Anchoring in patterns of string parameters


#1

Disclaimer: While I have been working with RAML for almost a year now, and am familiar with the 0.8 spec, I’m new to this forum category. Also, I have not been involved in the ongoing efforts of defining RAML 1.0 yet. Please treat my incompetence with kindness.

In the section on patterns, the RAML spec says:

[…] The pattern attribute is a regular expression that a parameter of type string MUST match. […]

I find that slightly ambiguous. Does it mean that the pattern must occur somewhere in the parameter value? Or does it mean that the whole parameter value (from beginning to end) must match the pattern?

From the point of view of a RAML author: is manual anchoring of the regexp required, if the pattern is intended to match the whole parameter value?

E.g. are the following to regexps equal, in the context of a RAML pattern?

a+
^a+$

Would be nice, if future versions of the spec could be more clear about this.

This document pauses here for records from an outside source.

PR #82, opened 2025-04-21
add create and withdraw delegated staking with balances

gclaramunt:
Add support for staking in snapshot streaming.

### DIFF
--- a/sql/delegated_staking.sql
+++ b/sql/delegated_staking.sql
@@ -1,0 +1,65 @@
+
+CREATE TABLE delegate_stake_create_events (
+    hash varchar PRIMARY KEY,
+    ordinal int8 NOT NULL,
+    source_addr varchar NOT NULL REFERENCES addresses(address) ON DELETE CASCADE,
+    node_id varchar NOT NULL,
+    amount int8 NOT NULL,
+    fee int8 NOT NULL DEFAULT 0,
+    lock_reference_hash varchar NOT NULL REFERENCES dag_token_locks(hash) ON DELETE CASCADE,
+    parent_hash varchar NOT NULL,
+    global_snapshot_hash varchar NOT NULL REFERENCES global_snapshots(hash) ON DELETE CASCADE,
+    is_update boolean NOT NULL,
+    created_at timestamp DEFAULT now() NOT NULL,
+    updated_at timestamp DEFAULT now() NOT NULL
+);
+CREATE INDEX delegate_stake_create_events_source_addr_idx ON public.delegate_stake_create_events USING btree (source_addr);
+CREATE INDEX delegate_stake_create_events_lock_reference_hash_idx ON public.delegate_stake_create_events USING btree (lock_reference_hash);
+CREATE INDEX delegate_stake_create_events_global_snapshot_hash_idx ON public.delegate_stake_create_events USING btree (global_snapshot_hash);
+
+
+
+CREATE TABLE delegate_stake_withdraw_events (
+    hash varchar PRIMARY KEY,
+    source_addr varchar NOT NULL REFERENCES addresses(address) ON DELETE CASCADE,
+    stake_create_hash varchar NOT NULL REFERENCES delegate_stake_create_events(hash) ON DELETE CASCADE,
+    global_snapshot_hash varchar NOT NULL REFERENCES global_snapshots(hash) ON DELETE CASCADE,
+    created_at timestamp DEFAULT now() NOT NULL,
+    updated_at timestamp DEFAULT now() NOT NULL
+);
+CREATE INDEX delegate_stake_withdraw_events_source_addr_idx ON public.delegate_stake_withdraw_events USING btree (source_addr);
+CREATE INDEX delegate_stake_withdraw_events_stake_create_hash_idx ON public.delegate_stake_withdraw_events USING btree (stake_create_hash);
+CREATE INDEX delegate_stake_withdraw_events_global_snapshot_hash_idx ON public.delegate_stake_withdraw_events USING btree (global_snapshot_hash);
+
+
+CREATE TABLE delegate_stake_balance_changes (
+	global_snapshot_hash varchar NOT NULL REFERENCES global_snapshots(hash) ON DELETE CASCADE,
+	global_snapshot_ordinal int8 NOT NULL REFERENCES global_snapshots(ordinal) ON DELETE CASCADE,
+	address varchar NOT NULL REFERENCES addresses(address) ON DELETE CASCADE,
+	node_id varchar NOT NULL,
+	balance int8 NOT NULL,
+	rewards int8 NOT NULL,
+	stake_create_hash varchar NOT NULL REFERENCES delegate_stake_create_events(hash) ON DELETE CASCADE,
+	stake_withdraw_hash varchar NOT NULL REFERENCES delegate_stake_withdraw_events(hash) ON DELETE CASCADE,
+	created_at timestamp DEFAULT now() NOT NULL,
+	updated_at timestamp DEFAULT now() NOT NULL
+);
+CREATE INDEX delegate_stake_balance_changes_global_snapshot_hash_idx ON public.delegate_stake_balance_changes USING btree (global_snapshot_hash);
+CREATE INDEX delegate_stake_balance_changes_global_snapshot_ordinal_idx ON public.delegate_stake_balance_changes USING btree (global_snapshot_ordinal);
+CREATE INDEX delegate_stake_balance_changes_address ON public.delegate_stake_balance_changes USING btree (address);
+CREATE INDEX delegate_stake_balance_changes_node_id ON public.delegate_stake_balance_changes USING btree (node_id);
+ALTER TABLE public.delegate_stake_balance_changes ADD CONSTRAINT delegate_stake_balance_changes_unique UNIQUE (global_snapshot_hash, address, node_id, balance, rewards);
+
+
+CREATE TABLE delegate_stake_rewards (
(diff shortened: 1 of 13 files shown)


gclaramunt:
I'm working on splitting staking balances from rewards (initially joined for easier querying)

sql/delegated_staking.sql
```diff
@@ -0,0 +1,71 @@
+--
+--We want to be able to show delegated staking creation, update, and withdrawal events in the DAG explorer so we’ll need support for them through the API.
```
AlexBrandes: Are we using migrations for these database changes? How is the full database schema represented in the codebase?

sql/delegated_staking.sql
```diff
@@ -0,0 +1,71 @@
...
+--
+--/addresses/:address/delegated-stakes
+--
+--/delegated-stake-withdrawals
+--
+--/delegated-stake-withdrawals/:hash
+--
+--/addresses/:address/delegated-stake-withdrawals
+
+CREATE TABLE delegate_stake_create_events (
```
AlexBrandes, line 2: How are update events represented here?

sql/delegated_staking.sql
```diff
@@ -0,0 +1,71 @@
...
+    hash varchar PRIMARY KEY,
+    ordinal int8 NOT NULL,
+    source_addr varchar NOT NULL REFERENCES addresses(address) ON DELETE CASCADE, --FK address
+    node_id varchar NOT NULL,
+    amount int8 NOT NULL,
+    fee int8 NOT NULL DEFAULT 0,
+    token_lock_ref varchar NOT NULL REFERENCES dag_token_locks(hash) ON DELETE CASCADE, --FK token lock
+    parent_hash varchar NOT NULL,
+    global_snapshot_hash varchar NOT NULL REFERENCES global_snapshots(hash) ON DELETE CASCADE
```
AlexBrandes: Don't we need `created_at` and `updated_at` here?

sql/delegated_staking.sql
```diff
@@ -0,0 +1,71 @@
...
+);
+CREATE INDEX delegate_stake_create_events_source_addr_idx ON public.delegate_stake_create_events USING btree (source_addr);
+CREATE INDEX delegate_stake_create_events_token_lock_ref_idx ON public.delegate_stake_create_events USING btree (token_lock_ref);
+CREATE INDEX delegate_stake_create_events_global_snapshot_hash_idx ON public.delegate_stake_create_events USING btree (global_snapshot_hash);
+
+
+
+CREATE TABLE delegate_stake_withdraw_events (
```
AlexBrandes, line 22: `created_at` and `updated_at`?

sql/delegated_staking.sql
```diff
@@ -0,0 +1,71 @@
...
+CREATE INDEX delegate_stake_withdraw_events_global_snapshot_hash_idx ON public.delegate_stake_withdraw_events USING btree (global_snapshot_hash);
+
+
+CREATE TABLE delegate_stake_balance_changes (
+	global_snapshot_hash varchar NOT NULL REFERENCES global_snapshots(hash) ON DELETE CASCADE,
+	global_snapshot_ordinal int8 NOT NULL REFERENCES global_snapshots(ordinal) ON DELETE CASCADE
+	address varchar NOT NULL REFERENCES addresses(address) ON DELETE CASCADE,
+	node_id varchar NOT NULL,
+	balance int8 NOT NULL,
+	rewards int8 NOT NULL,
```
AlexBrandes, line 41: Does `balance` represent the TokenLock amount and `rewards` represents the accumulated rewards?

sql/delegated_staking.sql
```diff
@@ -0,0 +1,71 @@
...
+	created_at timestamp DEFAULT now() NOT NULL,
+	updated_at timestamp DEFAULT now() NOT NULL
+);
+CREATE INDEX delegate_stake_balance_changes_idx ON public.delegate_stake_balance_changes USING btree (address);
```
AlexBrandes: NodeID will be the other way we'll need to query this so it would make sense to add an index for that here.

sql/delegated_staking.sql
```diff
@@ -0,0 +1,71 @@
...
+CREATE INDEX delegate_stake_balance_changes_global_snapshot_hash_idx ON public.delegate_stake_balance_changes USING btree (global_snapshot_hash);
+CREATE INDEX delegate_stake_balance_changes_global_snapshot_ordinal_idx ON public.delegate_stake_balance_changes USING btree (global_snapshot_ordinal);
+ALTER TABLE public.delegate_stake_balance_changes ADD CONSTRAINT delegate_stake_balance_changes_unique UNIQUE (address,node_id,balance,rewards);
+
+
+
+
+ALTER TABLE public.delegate_stake_balance_changes ADD global_snapshot_ordinal int8 NULL;
```
AlexBrandes: Why is it being made nullable here?

sql/delegated_staking.sql
gclaramunt: yes, accumulated reward for this particular stake (as I understand) they come in the calculated state as
```
case class DelegatedStakeRecord(
    event: Signed[UpdateDelegatedStake.Create],
    createdAt: SnapshotOrdinal,
    rewards: Balance
  )
```

sql/delegated_staking.sql
gclaramunt: I don't really differentiate it here. We can rebuild it from a query (by same token_lock_ref) <del>but probably is easier to have a nullable "previous_stake_hash" a create will have null and an update will have the hash of the previous stake </del>. (update: if we don't need to rebuild the history, just a boolean flag should be enough)

sql/delegated_staking.sql
gclaramunt: I'm keeping the full schema in https://github.com/Constellation-Labs/snapshot-streaming/blob/release/testnet/sql/snapshot.sql 

I can add flyway migration at startup and control through it. What do you think?
(we can leave mainnet out of it, just in case)

src/main/scala/org/constellation/snapshotstreaming/mapper/GlobalSnapshotMapper.scala
```diff
@@ -46,11 +62,145 @@ abstract class GlobalSnapshotMapper[F[_]: Async]
...
+    gsHash: Hash,
+    gsOrdinal: SnapshotOrdinal,
+    snapshotInfo: GlobalSnapshotInfo,
+    maybePrevSnapshotInfo: Option[GlobalSnapshotInfo]
+  )(implicit hasher: Hasher[F]) = {
+
+    val prev = maybePrevSnapshotInfo.toSeq.flatMap(s => flatten(s.activeDelegatedStakes))
+    val current = flatten(snapshotInfo.activeDelegatedStakes)
+
+    // might not be necessary if rewards are always updating the current balance ?
```
AlexBrandes: Only on timed snapshots

sql/delegated_staking.sql
```diff
@@ -0,0 +1,49 @@
+
+CREATE TABLE delegate_stake_create_events (
+    hash varchar PRIMARY KEY,
+    ordinal int8 NOT NULL,
```
AlexBrandes, line 4: Why is this `ordinal` vs `global_snapshot_hash` below? Shouldn't we be explicit that this is the global ordinal also?

sql/delegated_staking.sql
```diff
@@ -0,0 +1,49 @@
...
+CREATE INDEX delegate_stake_create_events_token_lock_ref_idx ON public.delegate_stake_create_events USING btree (token_lock_ref);
+CREATE INDEX delegate_stake_create_events_global_snapshot_hash_idx ON public.delegate_stake_create_events USING btree (global_snapshot_hash);
+
+
+
+CREATE TABLE delegate_stake_withdraw_events (
+    hash varchar PRIMARY KEY,
+    source_addr varchar NOT NULL REFERENCES addresses(address) ON DELETE CASCADE,
+    stake_ref varchar NOT NULL REFERENCES delegate_stake_create_events(hash) ON DELETE CASCADE,
+    global_snapshot_hash varchar NOT NULL REFERENCES global_snapshots(hash) ON DELETE CASCADE,
```
AlexBrandes, line 26: We should be consistent and track `global_snapshot_ordinal` here if we're going to do it on the create event.

sql/delegated_staking.sql
AlexBrandes: We'll need to set up an initial migration and then all future database changes get added as a new migration in a PR. Not sure about running it at startup - it's just to make sure that the full database schema can be replicated and rolled back if necessary.

sql/delegated_staking.sql
gclaramunt: this is actually a delegate stake ordinal, different from the snapshot ordinal, it comes from tessellation Create record:
```
@derive(eqv, show, encoder, decoder)
    case class Create(
      source: Address,
      nodeId: PeerId,
      amount: DelegatedStakeAmount,
      fee: DelegatedStakeFee = DelegatedStakeFee(NonNegLong(0L)),
      tokenLockRef: Hash,
      parent: DelegatedStakeReference = DelegatedStakeReference.empty
    ) extends UpdateDelegatedStake {
      def ordinal: DelegatedStakeOrdinal = parent.ordinal.next
    }
 ```

sql/delegated_staking.sql
gclaramunt: the withdrawal record doesn't have ordinal, so is not there. For now, I'm trying to avoid tracking snapshot_ordinal if I have the snapshot_hash, unless it's directly present in the schema

AlexBrandes (approved):
LGTM - we can sort out migrations later.

marcus-girolneto (approved):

What do you think?


#2

In the meantime, I have been able to clarify this issue through an exchange I had somewhere else.

Apparently, there is consensus that patterns must be anchored manually, if the RAML author intends them to match the whole parameter value from beginning to end. So my above examples are not equal in the context of RAML.

Coming to think about it, it does make sense. The RAML 0.8 spec says that it is based on the RegExp specification from
JavaScript/ECMA262. And that spec only provides one way to match a RegExp: using
the test function of RegExp itself or the match function of String, which can be used interchangeably. Both will return true, if the pattern is contained somewhere in the input. That is, the pattern does not need to match the whole input (unless explicitly anchored).


#3

I guess my confusion stems from the fact that some regular-expressions libraries handle that differently than JavaScript. For example, in the standard implementation for Java, you can use a pattern directly in different ways. The following is similar to the JavaScript way, and thus returns true:

Pattern.compile("[a-z][a-z0-9]+").matcher("INVALIDvalidpart").find();

In contrast, the following equivalent notations, check whether the whole input matches, and thus all return false:

Pattern.compile("[a-z][a-z0-9]+").matcher("INVALIDvalidpart").matches();
Pattern.matches("[a-z][a-z0-9]+", "INVALIDvalidpart");
"INVALIDvalidpart".matches("[a-z][a-z0-9]+");

Being more familiar with Java than with JavaScript, the term match in the RAML spec got me confused. I still believe, that the wording in the RAML 0.8 spec is in the least confusing. Maybe you guys could improve that in future spec versions?


#4

Hi All,

Is there any update regarding this issue?